Because it is what I do, I’ve been reading a lot (a ton, actually) about the breath this summer. What it is, how to use it, where it should go in the body, etc. And it wasn’t until a couple weeks ago that I learned you could breathe incorrectly.
Well, that’s not true. I’ve known for quite some time that your breath can go wonky and take you with it pretty quickly.
For example: when you take short, quick breaths, your thoughts also tend to be short and hoppy. When you slow down the breath, you slow down the mind. We talk about this in yoga all the time. But what I have come to learn and thereby pay more attention to in the last couple months is not just the length of the inhale vs. exhale but also how far into the body the breath is traveling AND what it is doing to the body once it gets there.
Are you still with me? I told you – a TON of focus on the breath lately in my world.
Let me explain a bit more.
When you breathe just into the chest/upper lungs, you stay in action mode. You are, essentially, prepared to fight or flight it out. It being life. When you breathe into the belly, you make your way into relaxation mode. Instead of reacting, you give yourself time to consider and then respond. But did you know that the direction your belly moves when you send the breath into it also matters? And that you can do it wrong?!
I didn’t know that until last month when I was finishing up reading a yoga nidra book. And when I read the passage in particular, I did a mental scoff at the page, thinking What?! Of course that’s not possible! That being, when you inhale into the belly, you pull the belly button back toward the spine instead of allowing the belly to expand with air (which is what you are supposed to be doing). But guess what? I started paying attention to what direction my belly was actually moving as I tried to breathe my way to sleep that very night and I was TOTALLY SUCKING IT IN ON THE INHALES, exactly as I thought wasn’t even possible, much less something I was actually doing.

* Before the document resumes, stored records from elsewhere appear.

PR #1779, opened 2021-06-11
feat(discord): add 'Enable Mentions' setting

TheCatLady:
#### Description

Some admins may be sending Discord notifications to a channel that their users do not have access to.

This PR adds a setting to the Discord agent, to allow admins to enable/disable mentions (and the notification type selector in user settings).

By default, this setting is enabled, so the behavior is unchanged for users already utilizing the Discord agent.

#### To-Dos

#### Issues Fixed or Closed

N/A

### DIFF
--- a/overseerr-api.yml
+++ b/overseerr-api.yml
@@ -1138,6 +1138,8 @@ components:
               type: string
             webhookUrl:
               type: string
+            enableMentions:
+              type: boolean
     SlackSettings:
       type: object
       properties:
--- a/server/lib/notifications/agents/discord.ts
+++ b/server/lib/notifications/agents/discord.ts
@@ -258,35 +258,37 @@ class DiscordAgent
     const userMentions: string[] = [];
 
     try {
-      if (payload.notifyUser) {
-        if (
-          payload.notifyUser.settings?.hasNotificationType(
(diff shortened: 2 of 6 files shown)


sct:
If you mention a user in a channel with no access does it actually have any effect? They won't get pinged or anything, I believe.

TheCatLady:
> If you mention a user in a channel with no access does it actually have any effect? They won't get pinged or anything, I believe.

True, but users will see the option to enable mentions in Overseerr, and may get confused as to why they aren't getting notified on Discord.

sct:
> > If you mention a user in a channel with no access does it actually have any effect? They won't get pinged or anything, I believe.
> 
> True, but users will see the option to enable mentions in Overseerr, and may get confused as to why they aren't getting notified on Discord.

I'm not sure how this PR stops them from seeing the ability to enable mentions? 🤔  Am I missing something?

TheCatLady:
> I'm not sure how this PR stops them from seeing the ability to enable mentions? 🤔 Am I missing something?

It removes the notification type selector from the Discord user notification settings, so that users cannot select notifications to receive.

sct (approved):

PR #1784, opened 2021-06-12
refactor(ui): break out streaming providers into its own component

dphildebrandt:
#### Description

Removes duplicate code.


dphildebrandt:
@TheCatLady This is for you :)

This, my friends, is why the expression FACE PALM exists.
So I started paying more attention and became shocked – shocked – at how many times I could find myself in this panic/anxiety inducing breath (just like shallow breathing, this reverse belly breath doesn’t really do us many favors beyond the basic, you know, staying alive bit) throughout a given day. And while I’d like to think I’ve made strides at improvement, it is definitely still happening, just like it did during tonight’s meditation sit.
Side note: do you know just how many connections come to mind when I meditate? I’m not sure that’s entirely uncommon but I’m also not sure it’s entirely the purpose. I mean, you’re supposed to be observing your thoughts/clearing the mind but having A HA moments? I don’t know. Maybe? Clearly I am still learning. Also – the most common distractor I have during meditation is writing. My brain is constantly trying to string my thoughts together in coherent written prose! Imagine that.
Anyway, although it might seem disappointing to have this happen again tonight, it was actually a light bulb moment because after my brain noticed my wonky breath and wondered, again, why I was sucking in my belly instead of pushing it out to fill up with air, everything suddenly made more sense. How often when you want to make yourself “look better” do you suck it in? When you are holding yourself back, what happens to your breath? And just what kind of belly movement goes along with all of that? The one that is less beneficial!
Now, I am not blaming all of my breathing problems on vanity, but anxiety and anxiety connected to the body in particular are most definitely at play here.
After I finished my sit tonight, I took these two pics to show just what this looks like in the body:
And goodness graciousness, in case you didn’t already get the message, I’m going to keeping trying to go for the “let it all hang out” look on my inhales because I do not want to continue being in fight or flight mode all my days.